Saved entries
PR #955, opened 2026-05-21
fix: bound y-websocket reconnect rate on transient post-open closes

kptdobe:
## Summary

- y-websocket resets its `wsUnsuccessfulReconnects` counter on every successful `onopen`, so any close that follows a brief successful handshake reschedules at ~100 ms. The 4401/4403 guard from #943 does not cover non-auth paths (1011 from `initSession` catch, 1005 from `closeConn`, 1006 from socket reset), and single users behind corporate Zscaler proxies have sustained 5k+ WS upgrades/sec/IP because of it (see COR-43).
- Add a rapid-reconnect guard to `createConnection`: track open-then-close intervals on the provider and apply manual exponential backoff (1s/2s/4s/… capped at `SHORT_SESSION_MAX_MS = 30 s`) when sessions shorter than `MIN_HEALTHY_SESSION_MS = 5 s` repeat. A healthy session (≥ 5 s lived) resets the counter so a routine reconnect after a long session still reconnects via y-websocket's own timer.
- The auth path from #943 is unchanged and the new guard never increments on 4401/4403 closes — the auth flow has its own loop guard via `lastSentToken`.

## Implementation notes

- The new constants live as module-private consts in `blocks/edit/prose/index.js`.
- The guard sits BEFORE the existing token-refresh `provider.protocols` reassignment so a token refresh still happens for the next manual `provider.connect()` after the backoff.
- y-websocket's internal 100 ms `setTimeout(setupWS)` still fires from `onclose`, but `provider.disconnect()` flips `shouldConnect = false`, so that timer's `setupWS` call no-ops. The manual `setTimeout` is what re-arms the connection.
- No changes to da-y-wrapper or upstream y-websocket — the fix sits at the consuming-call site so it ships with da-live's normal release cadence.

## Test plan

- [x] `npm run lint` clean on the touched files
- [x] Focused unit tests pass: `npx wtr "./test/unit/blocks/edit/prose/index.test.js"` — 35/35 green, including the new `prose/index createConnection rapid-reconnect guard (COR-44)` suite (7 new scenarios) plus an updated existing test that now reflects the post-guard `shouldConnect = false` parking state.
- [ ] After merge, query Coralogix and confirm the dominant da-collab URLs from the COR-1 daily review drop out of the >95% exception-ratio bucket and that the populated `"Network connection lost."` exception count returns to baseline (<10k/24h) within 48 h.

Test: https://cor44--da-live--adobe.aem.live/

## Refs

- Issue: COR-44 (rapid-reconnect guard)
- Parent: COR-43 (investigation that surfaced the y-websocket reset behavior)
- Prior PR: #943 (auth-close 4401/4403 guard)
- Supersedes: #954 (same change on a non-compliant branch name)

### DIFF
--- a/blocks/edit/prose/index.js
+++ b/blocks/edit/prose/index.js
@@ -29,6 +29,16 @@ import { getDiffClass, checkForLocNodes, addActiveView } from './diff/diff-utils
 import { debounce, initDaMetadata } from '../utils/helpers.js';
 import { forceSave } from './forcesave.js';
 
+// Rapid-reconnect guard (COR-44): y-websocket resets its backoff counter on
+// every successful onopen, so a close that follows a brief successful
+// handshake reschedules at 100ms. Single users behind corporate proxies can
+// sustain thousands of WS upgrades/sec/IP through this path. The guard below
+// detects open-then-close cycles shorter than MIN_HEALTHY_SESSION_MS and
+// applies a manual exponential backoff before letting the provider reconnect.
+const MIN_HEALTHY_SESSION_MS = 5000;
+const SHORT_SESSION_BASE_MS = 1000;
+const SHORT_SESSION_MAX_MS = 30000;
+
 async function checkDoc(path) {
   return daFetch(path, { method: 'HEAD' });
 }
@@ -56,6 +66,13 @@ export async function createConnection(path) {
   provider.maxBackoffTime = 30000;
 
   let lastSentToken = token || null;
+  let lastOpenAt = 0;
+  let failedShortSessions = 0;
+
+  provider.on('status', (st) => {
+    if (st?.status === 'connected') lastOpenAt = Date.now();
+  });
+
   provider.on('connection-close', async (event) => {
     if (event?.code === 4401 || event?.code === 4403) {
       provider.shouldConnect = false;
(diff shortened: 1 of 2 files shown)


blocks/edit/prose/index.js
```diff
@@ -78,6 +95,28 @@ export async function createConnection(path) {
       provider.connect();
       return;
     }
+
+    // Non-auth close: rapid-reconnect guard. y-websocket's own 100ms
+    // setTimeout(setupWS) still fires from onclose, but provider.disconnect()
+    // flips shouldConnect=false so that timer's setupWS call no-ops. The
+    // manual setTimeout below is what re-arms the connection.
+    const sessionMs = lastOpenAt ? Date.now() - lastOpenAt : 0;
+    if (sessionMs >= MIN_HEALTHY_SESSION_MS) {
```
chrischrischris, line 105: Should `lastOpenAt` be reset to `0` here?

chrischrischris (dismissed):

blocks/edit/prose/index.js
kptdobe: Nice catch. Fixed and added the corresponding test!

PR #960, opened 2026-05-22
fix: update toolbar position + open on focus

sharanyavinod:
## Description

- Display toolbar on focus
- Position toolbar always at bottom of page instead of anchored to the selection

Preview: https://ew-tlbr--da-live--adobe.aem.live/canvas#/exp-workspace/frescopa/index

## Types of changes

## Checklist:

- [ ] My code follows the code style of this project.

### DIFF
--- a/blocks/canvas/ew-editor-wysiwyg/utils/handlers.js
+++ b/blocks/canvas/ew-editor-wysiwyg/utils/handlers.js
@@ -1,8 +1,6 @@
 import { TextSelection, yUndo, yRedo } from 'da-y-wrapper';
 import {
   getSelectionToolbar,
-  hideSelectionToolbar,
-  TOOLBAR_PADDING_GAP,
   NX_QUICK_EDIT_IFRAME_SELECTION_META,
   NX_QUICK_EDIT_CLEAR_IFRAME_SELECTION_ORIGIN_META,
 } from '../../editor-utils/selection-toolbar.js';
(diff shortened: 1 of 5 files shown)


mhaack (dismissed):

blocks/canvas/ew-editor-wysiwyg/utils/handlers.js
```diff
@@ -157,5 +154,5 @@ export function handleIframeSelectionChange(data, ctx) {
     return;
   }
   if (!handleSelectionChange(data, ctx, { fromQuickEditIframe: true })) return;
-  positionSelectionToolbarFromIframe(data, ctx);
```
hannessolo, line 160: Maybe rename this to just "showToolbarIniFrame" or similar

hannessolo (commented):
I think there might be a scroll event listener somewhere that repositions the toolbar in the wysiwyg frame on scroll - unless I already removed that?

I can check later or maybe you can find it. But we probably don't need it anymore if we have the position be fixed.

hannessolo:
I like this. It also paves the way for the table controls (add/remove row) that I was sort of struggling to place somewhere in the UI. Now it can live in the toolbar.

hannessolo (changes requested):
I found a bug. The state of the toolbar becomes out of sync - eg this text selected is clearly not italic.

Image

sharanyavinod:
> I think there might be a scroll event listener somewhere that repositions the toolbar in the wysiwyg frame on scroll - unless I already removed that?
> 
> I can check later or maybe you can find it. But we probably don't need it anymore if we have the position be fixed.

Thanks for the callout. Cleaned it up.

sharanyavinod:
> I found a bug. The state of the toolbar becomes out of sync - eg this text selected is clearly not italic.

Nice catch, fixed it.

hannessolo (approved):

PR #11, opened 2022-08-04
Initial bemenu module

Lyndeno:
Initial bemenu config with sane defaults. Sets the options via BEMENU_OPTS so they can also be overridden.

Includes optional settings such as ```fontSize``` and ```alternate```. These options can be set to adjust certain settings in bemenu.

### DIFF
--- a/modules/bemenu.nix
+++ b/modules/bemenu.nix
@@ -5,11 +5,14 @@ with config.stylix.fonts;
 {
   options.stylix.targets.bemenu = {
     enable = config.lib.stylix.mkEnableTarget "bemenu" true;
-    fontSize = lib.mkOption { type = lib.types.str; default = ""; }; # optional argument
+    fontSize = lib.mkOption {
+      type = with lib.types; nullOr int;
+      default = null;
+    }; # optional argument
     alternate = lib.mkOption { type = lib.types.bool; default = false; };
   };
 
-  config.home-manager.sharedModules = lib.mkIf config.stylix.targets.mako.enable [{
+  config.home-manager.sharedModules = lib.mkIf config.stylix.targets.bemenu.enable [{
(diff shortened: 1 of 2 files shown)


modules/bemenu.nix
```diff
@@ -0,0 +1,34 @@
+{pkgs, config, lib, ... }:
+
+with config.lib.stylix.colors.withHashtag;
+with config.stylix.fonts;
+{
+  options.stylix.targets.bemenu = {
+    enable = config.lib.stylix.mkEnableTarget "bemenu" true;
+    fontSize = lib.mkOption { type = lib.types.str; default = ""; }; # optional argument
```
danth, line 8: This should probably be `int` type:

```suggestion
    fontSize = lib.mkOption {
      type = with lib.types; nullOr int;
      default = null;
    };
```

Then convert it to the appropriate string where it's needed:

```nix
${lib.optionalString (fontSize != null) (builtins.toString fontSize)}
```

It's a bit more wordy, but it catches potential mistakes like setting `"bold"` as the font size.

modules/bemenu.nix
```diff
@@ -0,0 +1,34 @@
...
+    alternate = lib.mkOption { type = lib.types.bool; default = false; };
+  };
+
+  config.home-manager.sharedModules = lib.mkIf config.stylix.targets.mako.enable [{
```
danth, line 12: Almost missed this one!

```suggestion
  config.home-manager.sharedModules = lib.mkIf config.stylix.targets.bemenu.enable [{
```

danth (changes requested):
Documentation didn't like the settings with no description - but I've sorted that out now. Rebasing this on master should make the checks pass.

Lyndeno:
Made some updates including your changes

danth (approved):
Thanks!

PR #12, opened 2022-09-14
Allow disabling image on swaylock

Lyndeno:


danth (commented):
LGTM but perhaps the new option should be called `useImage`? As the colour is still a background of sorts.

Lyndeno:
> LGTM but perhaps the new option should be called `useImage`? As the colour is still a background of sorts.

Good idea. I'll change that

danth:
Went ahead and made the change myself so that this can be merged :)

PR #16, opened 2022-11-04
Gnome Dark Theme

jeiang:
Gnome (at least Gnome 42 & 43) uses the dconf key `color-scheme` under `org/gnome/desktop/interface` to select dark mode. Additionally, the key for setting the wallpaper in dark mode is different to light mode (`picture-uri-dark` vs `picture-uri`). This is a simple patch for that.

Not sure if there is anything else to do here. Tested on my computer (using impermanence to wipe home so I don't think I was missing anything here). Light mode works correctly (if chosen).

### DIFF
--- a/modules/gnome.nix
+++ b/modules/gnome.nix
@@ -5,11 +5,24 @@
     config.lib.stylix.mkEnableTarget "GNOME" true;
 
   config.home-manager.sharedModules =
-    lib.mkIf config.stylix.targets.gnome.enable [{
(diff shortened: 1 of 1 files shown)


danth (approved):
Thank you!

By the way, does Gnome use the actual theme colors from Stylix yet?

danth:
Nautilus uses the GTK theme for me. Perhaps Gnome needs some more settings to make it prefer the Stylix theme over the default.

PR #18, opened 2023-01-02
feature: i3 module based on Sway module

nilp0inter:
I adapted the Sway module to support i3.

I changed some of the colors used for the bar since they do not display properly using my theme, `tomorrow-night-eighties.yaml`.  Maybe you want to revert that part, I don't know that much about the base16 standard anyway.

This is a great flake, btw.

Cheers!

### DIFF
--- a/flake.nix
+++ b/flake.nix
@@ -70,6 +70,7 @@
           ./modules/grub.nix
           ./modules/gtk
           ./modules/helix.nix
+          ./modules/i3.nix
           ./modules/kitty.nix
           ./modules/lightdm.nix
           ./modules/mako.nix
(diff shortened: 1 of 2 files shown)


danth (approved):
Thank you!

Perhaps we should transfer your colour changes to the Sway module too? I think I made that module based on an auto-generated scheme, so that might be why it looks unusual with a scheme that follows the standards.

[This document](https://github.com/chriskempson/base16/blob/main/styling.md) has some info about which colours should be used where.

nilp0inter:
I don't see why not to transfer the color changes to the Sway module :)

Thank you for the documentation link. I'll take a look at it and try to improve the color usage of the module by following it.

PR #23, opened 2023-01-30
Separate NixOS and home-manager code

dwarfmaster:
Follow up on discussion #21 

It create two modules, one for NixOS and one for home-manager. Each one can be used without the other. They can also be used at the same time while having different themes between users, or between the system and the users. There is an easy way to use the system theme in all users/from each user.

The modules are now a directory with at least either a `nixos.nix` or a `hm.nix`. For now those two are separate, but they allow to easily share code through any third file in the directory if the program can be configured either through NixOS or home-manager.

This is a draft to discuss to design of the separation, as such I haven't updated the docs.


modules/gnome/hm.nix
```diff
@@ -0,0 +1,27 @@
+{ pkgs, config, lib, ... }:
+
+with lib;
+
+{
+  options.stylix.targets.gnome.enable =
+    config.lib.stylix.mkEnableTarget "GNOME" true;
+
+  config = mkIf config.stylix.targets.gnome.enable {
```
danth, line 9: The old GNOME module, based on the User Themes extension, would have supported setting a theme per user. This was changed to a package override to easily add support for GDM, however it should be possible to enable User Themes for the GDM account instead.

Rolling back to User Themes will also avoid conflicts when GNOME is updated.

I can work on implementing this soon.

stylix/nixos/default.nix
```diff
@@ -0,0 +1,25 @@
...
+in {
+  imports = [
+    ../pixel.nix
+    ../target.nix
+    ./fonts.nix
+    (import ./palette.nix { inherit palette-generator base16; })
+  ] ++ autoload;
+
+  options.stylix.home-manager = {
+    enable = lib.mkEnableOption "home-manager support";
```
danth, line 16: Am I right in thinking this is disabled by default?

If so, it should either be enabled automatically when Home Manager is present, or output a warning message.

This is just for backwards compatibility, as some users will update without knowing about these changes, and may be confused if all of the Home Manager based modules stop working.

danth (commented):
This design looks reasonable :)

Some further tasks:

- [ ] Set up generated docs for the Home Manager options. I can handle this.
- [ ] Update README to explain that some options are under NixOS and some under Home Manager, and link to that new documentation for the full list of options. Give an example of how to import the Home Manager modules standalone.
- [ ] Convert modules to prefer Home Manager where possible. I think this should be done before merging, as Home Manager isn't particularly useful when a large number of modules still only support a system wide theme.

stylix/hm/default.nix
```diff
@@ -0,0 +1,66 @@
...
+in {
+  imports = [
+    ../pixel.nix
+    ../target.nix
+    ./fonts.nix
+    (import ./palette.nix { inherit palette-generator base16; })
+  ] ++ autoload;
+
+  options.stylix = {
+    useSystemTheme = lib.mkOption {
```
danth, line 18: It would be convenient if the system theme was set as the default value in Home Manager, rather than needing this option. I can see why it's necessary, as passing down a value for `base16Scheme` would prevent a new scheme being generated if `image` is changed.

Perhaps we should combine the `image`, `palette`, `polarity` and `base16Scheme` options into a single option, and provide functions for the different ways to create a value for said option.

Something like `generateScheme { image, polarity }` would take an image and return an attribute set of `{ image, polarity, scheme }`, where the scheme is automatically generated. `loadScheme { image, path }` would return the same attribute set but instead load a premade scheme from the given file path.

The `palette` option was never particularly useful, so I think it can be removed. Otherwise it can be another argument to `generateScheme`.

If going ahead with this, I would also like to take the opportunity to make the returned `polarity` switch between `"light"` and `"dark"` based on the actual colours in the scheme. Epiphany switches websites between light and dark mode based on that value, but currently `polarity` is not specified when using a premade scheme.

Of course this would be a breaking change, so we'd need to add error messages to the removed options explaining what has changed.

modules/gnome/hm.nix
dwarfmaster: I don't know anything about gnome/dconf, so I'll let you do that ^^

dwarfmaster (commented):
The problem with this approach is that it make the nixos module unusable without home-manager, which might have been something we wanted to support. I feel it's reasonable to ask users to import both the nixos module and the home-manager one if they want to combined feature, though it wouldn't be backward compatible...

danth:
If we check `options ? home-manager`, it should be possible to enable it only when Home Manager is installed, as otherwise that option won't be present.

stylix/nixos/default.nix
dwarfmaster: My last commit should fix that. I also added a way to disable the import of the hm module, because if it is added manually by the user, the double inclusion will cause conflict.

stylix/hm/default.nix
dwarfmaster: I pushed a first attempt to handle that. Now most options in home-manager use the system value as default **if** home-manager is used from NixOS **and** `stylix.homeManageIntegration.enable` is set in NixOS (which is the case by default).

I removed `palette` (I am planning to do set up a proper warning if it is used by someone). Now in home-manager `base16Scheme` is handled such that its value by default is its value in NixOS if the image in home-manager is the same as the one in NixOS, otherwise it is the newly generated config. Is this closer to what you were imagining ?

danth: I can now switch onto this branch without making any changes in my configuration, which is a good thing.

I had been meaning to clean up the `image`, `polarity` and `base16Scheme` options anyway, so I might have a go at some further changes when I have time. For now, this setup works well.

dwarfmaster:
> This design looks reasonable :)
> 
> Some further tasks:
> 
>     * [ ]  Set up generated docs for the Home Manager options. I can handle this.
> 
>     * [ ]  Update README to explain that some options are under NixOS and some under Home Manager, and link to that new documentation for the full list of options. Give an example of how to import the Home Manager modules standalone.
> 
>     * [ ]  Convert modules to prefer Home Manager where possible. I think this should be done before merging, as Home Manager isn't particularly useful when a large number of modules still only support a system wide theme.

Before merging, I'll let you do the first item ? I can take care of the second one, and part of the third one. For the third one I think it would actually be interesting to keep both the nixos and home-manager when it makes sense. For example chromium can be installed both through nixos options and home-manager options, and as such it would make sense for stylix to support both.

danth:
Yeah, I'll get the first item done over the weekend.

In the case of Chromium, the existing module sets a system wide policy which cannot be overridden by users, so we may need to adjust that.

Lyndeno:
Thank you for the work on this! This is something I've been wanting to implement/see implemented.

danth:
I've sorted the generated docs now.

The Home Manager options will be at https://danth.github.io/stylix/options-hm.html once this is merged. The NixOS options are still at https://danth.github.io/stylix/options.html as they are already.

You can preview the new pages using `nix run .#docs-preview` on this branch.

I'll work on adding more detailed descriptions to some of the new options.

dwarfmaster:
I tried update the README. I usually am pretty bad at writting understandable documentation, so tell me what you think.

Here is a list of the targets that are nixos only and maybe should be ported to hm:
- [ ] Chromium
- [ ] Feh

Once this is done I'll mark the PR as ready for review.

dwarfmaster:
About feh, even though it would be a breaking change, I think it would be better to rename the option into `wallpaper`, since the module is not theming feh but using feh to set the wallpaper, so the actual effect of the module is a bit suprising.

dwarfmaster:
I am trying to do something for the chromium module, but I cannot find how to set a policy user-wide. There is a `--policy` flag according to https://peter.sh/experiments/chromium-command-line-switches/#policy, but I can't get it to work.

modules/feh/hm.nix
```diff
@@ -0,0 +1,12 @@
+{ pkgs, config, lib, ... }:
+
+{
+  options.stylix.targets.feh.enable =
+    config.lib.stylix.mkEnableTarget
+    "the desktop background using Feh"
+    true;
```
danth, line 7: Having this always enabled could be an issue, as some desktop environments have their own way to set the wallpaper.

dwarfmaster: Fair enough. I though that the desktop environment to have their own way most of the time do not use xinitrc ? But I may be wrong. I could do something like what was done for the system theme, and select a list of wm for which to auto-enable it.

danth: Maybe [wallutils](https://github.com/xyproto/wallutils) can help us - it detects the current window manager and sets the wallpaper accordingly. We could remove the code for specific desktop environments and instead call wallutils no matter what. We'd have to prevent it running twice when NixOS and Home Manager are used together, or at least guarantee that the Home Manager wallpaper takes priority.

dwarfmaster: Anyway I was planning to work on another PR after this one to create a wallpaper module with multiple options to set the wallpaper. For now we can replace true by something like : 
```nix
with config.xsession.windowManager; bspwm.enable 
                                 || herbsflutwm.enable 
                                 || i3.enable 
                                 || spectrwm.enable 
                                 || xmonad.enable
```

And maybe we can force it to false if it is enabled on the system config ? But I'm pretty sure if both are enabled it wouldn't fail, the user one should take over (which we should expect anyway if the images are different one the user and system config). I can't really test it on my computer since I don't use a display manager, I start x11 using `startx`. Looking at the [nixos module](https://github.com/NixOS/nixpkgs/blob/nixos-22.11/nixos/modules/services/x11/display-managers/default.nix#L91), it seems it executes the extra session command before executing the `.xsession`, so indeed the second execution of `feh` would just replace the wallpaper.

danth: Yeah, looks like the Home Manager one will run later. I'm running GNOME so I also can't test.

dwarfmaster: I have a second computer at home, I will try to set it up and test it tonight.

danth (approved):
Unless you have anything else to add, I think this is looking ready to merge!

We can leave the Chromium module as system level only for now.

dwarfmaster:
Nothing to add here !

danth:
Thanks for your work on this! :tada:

About this task:
Where a line above contains the word "prefer", show that line.

Result of this exercise:
Nautilus uses the GTK theme for me. Perhaps Gnome needs some more settings to make it prefer the Stylix theme over the default.
- [ ] Convert modules to prefer Home Manager where possible. I think this should be done before merging, as Home Manager isn't particularly useful when a large number of modules still only support a system wide theme.
>     * [ ]  Convert modules to prefer Home Manager where possible. I think this should be done before merging, as Home Manager isn't particularly useful when a large number of modules still only support a system wide theme.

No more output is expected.